* SUPPLIED MATERIAL:
PR #73760, opened 2021-02-01
udc.yahoo.com

fabianski7:


ghost (approved):

Alex-302:
Not sure about it. It seems it used for performance check.

fabianski7:
> Not sure about it. It seems it used for performance check.

So what? That increases entropy.

nvm. fuck

Alex-302:
They can recognize and track you even without this check.

PR #73840, opened 2021-02-02
Update general_extensions.txt

wout-codes:
More issues.


wout-codes:
@zloyden More proofs found for AdGuard App, which can be fixed by this rule `$$script[tag-content="zoneSett"]`

Alex-302:
no need to add dozens of comments. Better edit existing comment on github.

zloyden:
I agree. 3 comments is enough (in this case, this is rather an exception to the rule). Generally, please do as @Alex-302 said `Better edit existing comment on github.`

PR #74096, opened 2021-02-05
Fix/#72558 mojanorwegia.pl

stanislav-atr:
#72558


AdamWr:
Could you please also block this ad leftover:

image

</details>

I think that something like this should be fine:
`mojanorwegia.pl##.newArticleA`

Please also add rules to hide share buttons:
```
mojanorwegia.pl##.right-col > .fb
mojanorwegia.pl##.newshare-wrapper
```

zloyden (approved):

PR #74202, opened 2021-02-06
dunya.com

gork7777:


Yuki2718:
@gork7777 Off-topic but are you aware of or told about AdGuard tab on devtools? If not, it can potentially save your time to create filters.

gork7777:
Yeah I knew this AdGuard tab on devtools

PR #158, opened 2020-02-28
Update module load for hera to be consistent with what is in post repo

jwolff-ncar:
This update allows the latest hash for post to run successfully on hera using the regional_workflow.

### DIFF
--- a/modulefiles/tasks/hera/run_post
+++ b/modulefiles/tasks/hera/run_post
@@ -21,10 +21,10 @@ module load g2/3.1.1
 module load gfsio/1.1.0
 module load ip/3.0.2
 module load sp/2.0.3
-module load w3emc/2.3.1
 module load w3nco/2.0.7
 module load crtm/2.2.5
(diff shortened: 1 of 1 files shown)


JeffBeck-NOAA:
Gerard and I talked about the potential to point the run shell script to the EMC_post module file, thus avoiding this problem in the future altogether, and allowing us to have a single module file for the build and execution.

jwolff-ncar:
Did you want to do that instead of this PR? That is fine with me - do @JeffBeck-NOAA  or @gsketefian want to do that? If we want this to be a future enhancement we can create a new issue for that and approve/merge this one for now so that the repo actually runs.

JeffBeck-NOAA:
Let's get this PR accepted and then make a new enhancement issue to take
care of things separately.  Sound good?

gsketefian:
Yes that sounds good.  I'll let Mike or Julie approve so we have one GSD and one NCAR approver.

Issue #160, opened 2020-03-02
Make post modules files consistent


jwolff-ncar:
Gerard and I talked about the potential to point the run shell script to the EMC_post module file, thus avoiding this problem in the future altogether, and allowing us to have a single module file for the build and execution.

PR #163, opened 2020-03-09
Eliminate duplication of module load for EMC_post

JulieSchramm:
- Remove run_post file that duplicates module loads from EMC_post
- Modify scrpits to create link to already existing module load in EMC_post
- Addresses issue #160

Workflow runs to completion, these mods are non-answer changing.


mkavulich:
Julie, the way that libraries work or do not work with the EMC build of post at runtime is a bit of a mystery to me, so as long as it runs fine I'm okay with it.

PR #168, opened 2020-03-11
Adding Python utility to manage namelists.

christinaholtNOAA:
These changes provide a standalone Python utility (set_namelist.py) that takes some combination of an input Fortran namelist, a YAML configuration file, and a dict-formatted string to write out a fully functional Fortran namelist. The `-h` functionality is supported for a full description of command line argument parameters.

The following tasks have been completed:

- The existing Fortran namelists for FV3 have been reduced to a single "baseline" configuration in `input.nml.FV3` and all differences have been captured in a YAML configuration file, organized into sections corresponding to the naming convention of the namelist files. 
- The make_grid namelist template was removed.
- The set_namelist.py script has been incorporated into the generate_FV3SAR_wflow.sh and exregional_make_grid.sh scripts, replacing calls to set_file_param for namelists.
- The modulefile for make_grid was updated to load the conda module and activate the necessary environment. The README was updated to reflect the same requirement for running generate_FV3SAR_wflow.sh.

Open questions:
- Where should the information that currently exists in templates/regional_grid.nml live? This file is no longer needed (but hasn't been explicitly removed here)
- Where does the appropriate information about required modules go for running the test suite?
- Should I run a baseline of the test suite and compare bit-for-bit results?

Ongoing:
- I am currently in the process of running the test suite on my branch after pulling in top of community_develop. Many of the tests already passed on the older version, but I updated before continuing to all of them.


environment.yml
```diff
@@ -0,0 +1,6 @@
+name: regional_workflow
+channels:
+  - conda-forge
+dependencies:
+  python: 3.7
+  f90nml: 1.1.2
```
christinaholtNOAA, line 6: I added this file to make the transition to other platforms easier. It should be feasible to create the required conda environment using:

`conda env create -f environment.yml`

ush/templates/FV3.input.yml
```diff
@@ -0,0 +1,393 @@
...
+    fv_debug: False
+    range_warn: False
+    k_split: 6
+    n_split: 6
+    dnats: 1
+    d4_bg: 0.15
+    vtdm4: 0.075
+    delt_max: 0.008
+    do_sat_adj: True
+    nord_zs_filter: !!python/none
```
christinaholtNOAA, line 53: This is a YAML built-in that allows us to specify a Python "None" type, and choose to delete this item from the resulting namelist.

ush/templates/FV3.input.yml
```diff
@@ -0,0 +1,393 @@
...
+    icloud_bl: !!python/none
+    bl_mynn_tkeadvect: !!python/none
+    bl_mynn_edmf: !!python/none
+    bl_mynn_edmf_mom: !!python/none
+    do_deep: False
+    lgfdlmprad: True
+    effr_in: True
+  nam_stochy: !!python/none
+  nam_sfcperts: !!python/none
+  gfdl_cloud_microphysics_nml: &gfs_gfdl_cloud_mp
```
christinaholtNOAA, line 94: The YAML anchor, specified with `&` here lets us reference the section later.

ush/templates/FV3.input.yml
```diff
@@ -0,0 +1,393 @@
...
+    xkzminv: 0.3
+    xkzm_m: 1.0
+    xkzm_h: 1.0
+  namsfc:
+    ldebug: False
+    landice: True
+  nam_stochy: !!python/none
+  nam_sfcperts: !!python/none
+  gfdl_cloud_microphysics_nml:
+    <<: *gfs_gfdl_cloud_mp
```
christinaholtNOAA: This notation means that we are filling in the entire section by pointing to the referenced by the anchor, any additional config items included here will overwrite the referenced section.

ush/templates/input.nml.FV3
```diff
@@ -8,11 +8,9 @@
 /
 
 &atmos_model_nml
-     blocksize = <blocksize>
```
christinaholtNOAA, line 11: Removing all template entries. These are handled in the script by providing the command-line option `-u`

README.md
```diff
@@ -15,11 +15,16 @@ This step will checkout EMC\_post, NEMSfv3gfs and its submodules, UFS\_UTILS\_ch
...
 ./build_all.sh
 ```
+NOTE: You must not have the conda module loaded for the build to succeed.
+
 This step will also copy the executables to the `exec` directory and link the fix files.
 4. Create a `config.sh` file in the `ush` directory (see Users Guide).
 5. Generate a workflow:
 ```
 cd ush
+module use /scratch2/BMC/zrtrr/cholt/modulefiles
```
JulieSchramm: This will be a problem with portability and stability.  It is generally advised not to put code used by the community in a users directory.  With the location on scratch, which could possibly be cleaned or scrubbed, this is a problem.  This module would have to be made available on every pre-configured platform, or installed by the user.

modulefiles/tasks/hera/make_grid
```diff
@@ -8,3 +8,6 @@ module load intel/18.0.5.274
 module load netcdf/4.7.0
 module load hdf5/1.10.5
 
+module use /scratch2/BMC/zrtrr/cholt/modulefiles
```
JulieSchramm: Same as comment above.

README.md
christinaholtNOAA: I totally agree! I can absolutely work toward getting this module moved to contrib on Hera. I can also provide the modulefile to help with portability to other supported machines. Would it be acceptable for the short-term to keep it in this location until its eventual home is determined, or does that need to happen immediately?

JulieSchramm: I don't see a conda module on Cheyenne.  How much work would it be to install it there?

christinaholtNOAA: It's hard to say. I know that NOAA is restricting access to the outside world for installing conda. If these restrictions (in a different NCAR flavor) exist on Cheyenne, then it may not be trivial. If it is less restrictive, and they support tcl modulefiles, it might be relatively similar to the Hera implementation.

I am not currently seeing a set of modulefiles for Cheyenne. Is the plan to add Cheyenne soon?

JulieSchramm: I finally got a build working on Cheyenne, and conda would need to be installed somewhere for this to work.  I also requested installation of a rocoto module on Cheyenne about a month ago, but I haven't seen any progress yet.  Cheyenne would be the platorm most accessible to the community.

llpcarson: @JulieSchramm cheyenne has a more robust python environment, so if (I think?) conda is only being used to install the f90nml package, that entire step may not be needed.  I may be overlooking something, though!

Yes - plan to add cheyenne "soon", and wider portability to community users is also needed (including those who may not have "modules" available at all)

christinaholtNOAA: Conda is certainly not a requirement here. Conda is one way to manage the installation of f90nml. Users only need some way to install f90nml, and then access it when running the script.

llpcarson: would it make sense for it to be a user-installed pre-requisite?  Seems like each system might have a different solution, although perhaps something could be automated - I'm not a python package expert!

JulieSchramm:
I am building Christina's fork now on Cheyenne, I'll see what I can do
tomorrow.

README.md
christinaholtNOAA: @llpcarson I think it makes sense to make it a user-requirement, although I think it would be nice to have common-use installations on our main platforms so that we don't have to walk every Hera/Cheyenne through that process.

Providing the `environment.yml` file makes this pretty straightforward for having a user install a conda environment we suggest on their own platform (they'd be responsible for installing conda). We could similarly provide a pip `requirements.txt` for users who prefer to make a pip virtual environment, and maybe that will be what we need for the Cheyenne solution, anyway. Outside those two options, I'd say folks would be on their own for installing the packages.

JulieSchramm:
The build on Cheyenne still works.  I can't get the conda environment to
work:

module load ncarenv
module load python
ncar_pylib
pip install conda

Not sure what to do now.

christinaholtNOAA:
@JulieSchramm I believe you should be able to skip the conda step on Yellowstone. You'd only really need Python 3.6+ with f90nml. While I don't know exactly how the ncar_lib command works, it may be something as easy as:
```
module load python/3.6.8
ncar_pylib f90nml
```
I was following along with the docs here: https://www2.cisl.ucar.edu/resources/computational-systems/cheyenne/software/python-%E2%80%93-ncar-package-library

It seems that if f90nml is not already available, you can install it with pip. Conda is not necessary if Cheyenne already provides a Python package/environment management tool like ncar_pylib.

christinaholtNOAA:
As conversations have progressed with @JacobCarley-NOAA , it seems that he is in favor of moving forward with the set of proposed utilities since they could prove useful now, and an NCO implementation is not scheduled until 2023. He also suggests that since the workflow has the potential to evolve significantly over the next several years, the risk of incorporating functionality that is not fully NCO compliant _now_ (i.e., the use of a small set of Python libraries) is low. He seems confident that we can work out the details of using these libraries in operations, if it is still relevant at that time.

We have also discussed adding a couple of EMC folks to the PR to review what I'm adding earlier, rather than later, if you all are okay with that. I don't have the permission to add reviewers, so if someone on the team could add @RatkoVasic-NOAA and @BenjaminBlake-NOAA, that would be great!

Let me know your thoughts!

JacobCarley-NOAA:
Added @RatkoVasic-NOAA

gsketefian:
I have one more pr to submit that NCAR is waiting on and then will get to this, probably tomorrow.

ywangwof:
I found a few problems/suggestions.

1.  In file "environment.yml" a dependency for "pyyaml" should be added. Otherwise, you will get an error, "ModuleNotFoundError".
2. If users only care for one specific run, there should be a way to avoid providing all configurations as in file _ush/templates/FV3.input.yml_. If users provide one configuration in the yams file,  option "-c" in command line should accept one argument. I prefer to using multiple documents in one Yaml file to separate those configurations and give each configuration a specific name, or individual yaml files for these configuration templates,
```
ush/templates/input.nml.FV3_CPT_v0
ush/templates/input.nml.FV3_GFS_v16beta
ush/templates/input.nml.FV3_GSD_SAR
ush/templates/input.nml.FV3_GSD_v0

```

Furthermore, two arguments with the same name is also confusing.

> usage: set_namelist.py [-h] [-c **CONFIG CONFIG**] [-n NML] -o OUTNML [-q] [-u USER_CONFIG]

3. The instructions in the script header do not mention configuration (section) name. I made a mistake at the first try by providing a yaml file contains only one set of configuration. Furthermore, it may be a typo, _fv_core_0nml_ should be **fv_core_nml**.

Overall, the python script is well written and documented. I have working with _namelist/yaml_ file a lot using python, but I do not know the existence of module **f90nml** and have to write my own namelist processing functions. This script "set_namelist.py" is much simple and clear.

christinaholtNOAA:
@ywangwof Thanks for the review! Great catch on #1 and I updated some of the doc strings to hopefully help ease the confusion you were feeling for the next folks who are using the script.

```
$ python set_namelist.py
usage: set_namelist.py [-h] -o OUTNML [-c [FILE, SECTION]] [-n NML] [-q] [-u YAML STRING]
```
or
```
$ python set_namelist.py -h
usage: set_namelist.py [-h] -o OUTNML [-c [FILE, SECTION]] [-n NML] [-q] [-u YAML STRING]

Update a Fortran namelist with user-defined settings.

optional arguments:
  -h, --help            show this help message and exit
  -o OUTNML, --outnml OUTNML
                        Required: Full path to output Fortran namelist
  -c [FILE, SECTION], --config [FILE, SECTION]
                        Full path to a YAML config file containing multiple configurations, and the top-level section to
                        use. Optional.
  -n NML, --basenml NML
                        Full path the input Fortran namelist. Optional.
  -q, --quiet           If provided, suppress all output.
  -u YAML STRING, --user_config YAML STRING
                        Command-line user config options in YAML-formatted string. These options will override any
                        provided in an input file. Optional.
```

I would like to address some of the benefits of using a single YAML file to manage all the separate namelist options. I will say that it is my intention to fully incorporate all the available options in the repo at the time that my PR is cleared, but want to hold off until the PR is approved so that there is only one merge of that kind. So, here are the advantages I see in setting all in a single file:

- Duplication of information is reduced by using native pyyaml features like anchors/aliases (`&` and `*` syntax), as well as key merging (`<<` syntax), to refer to previous settings in the same file. It is a bit more difficult and convoluted to gain the same functionality when splitting into multiple files. 
- Duplication is also reduced by maintaining only differences from a "base configuration" in the `input.nml.FV3`. That file contains all the settings needed for FV3, and it is the canonical source for the settings that are common to all supported FV3 configurations. For example, if a required FV3 namelist option gets added, but it is set to the same thing across all the SAR applications, it only needs to be added to this single file.
- Maintenance of configurations becomes more straightforward when like settings are grouped in a single, readily-accessed location.

I'm happy to hear more feedback on the topic, especially if there are considerations I am missing about the advantages of breaking these configurations out into separate files.

scripts/exregional_make_grid.sh
```diff
@@ -361,8 +361,18 @@ Setting parameters in file:
...
 
-  ${USHDIR}/set_namelist.py -q -o ${rgnl_grid_nml_fp} -u "{$settings}" ||
-     (echo "set_namlist.py failed!" && exit 1)
+  ${USHDIR}/set_namelist.py -q -o ${rgnl_grid_nml_fp} -u "{$settings}"
+  if [[ $? -ne 0 ]]; then
+    echo "
+    !!!!!!!!!!!!!!!!!!!!!!
+  
+    set_namelist.py failed!
+    Check documentation to ensure that the proper python environment is available
```
christinaholtNOAA: I'm not so sure this comment is helpful in the ex-scripts. To my knowledge, there is no documentation about this, and it should be handled by the workflow task loading the module files.

ush/load_modules_run_task.sh
```diff
@@ -292,7 +292,7 @@ Call to \"module use\" command failed."
    #
    case "${task_name}" in
    #
-   "${MAKE_ICS_TN}" | "${MAKE_LBCS_TN}" | "${MAKE_SFC_CLIMO_TN}")
+   "${MAKE_GRID_TN}" | "${MAKE_ICS_TN}" | "${MAKE_LBCS_TN}" | "${MAKE_SFC_CLIMO_TN}")
```
christinaholtNOAA: This won't work for the changes I made to make_grid. @mkavulich Can you please retain this file as a true modulefile?

christinaholtNOAA:
@mkavulich Thanks for adding the Cheyenne capability. Your changes look good to me. Happy to get this one merged. :)

mkavulich:
Documentation here has been updated: https://docs.google.com/document/d/1V5F3bJNDBoe5QnpmhNlYC-Mo69mpG-vptxn4wYOtBpA/edit?usp=sharing

The top-level README.md file has also been updated with the latest compile/run instructions.

PR #169, opened 2020-03-13
Fix to build_post.sh for EMC_post compile instead of DTC_post for Her…

JeffBeck-NOAA:
…a, Jet, WCOSS, Cray, and Dell


JeffBeck-NOAA:
Just an FYI, the configure/compile files don't exist in EMC_post, which is
why we use build_ncep_post.sh.

JulieSchramm:
We are now using the DTC_post branch of the EMC_post repository, instead of the develop branch.  The DTC_post branch can be built on more platforms, including Cheyenne.  If you look in the EMC_post directory of your fork, you will see the ./compile and ./configure scripts.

* HOW TO COMPLETE THIS TASK: Where the line holding "one merged. :)" appears in the listing above, start reproducing exactly, and end with the line holding "Documentation here has".

* TASK RESPONSE:
@mkavulich Thanks for adding the Cheyenne capability. Your changes look good to me. Happy to get this one merged. :)

mkavulich:
Documentation here has been updated: https://docs.google.com/document/d/1V5F3bJNDBoe5QnpmhNlYC-Mo69mpG-vptxn4wYOtBpA/edit?usp=sharing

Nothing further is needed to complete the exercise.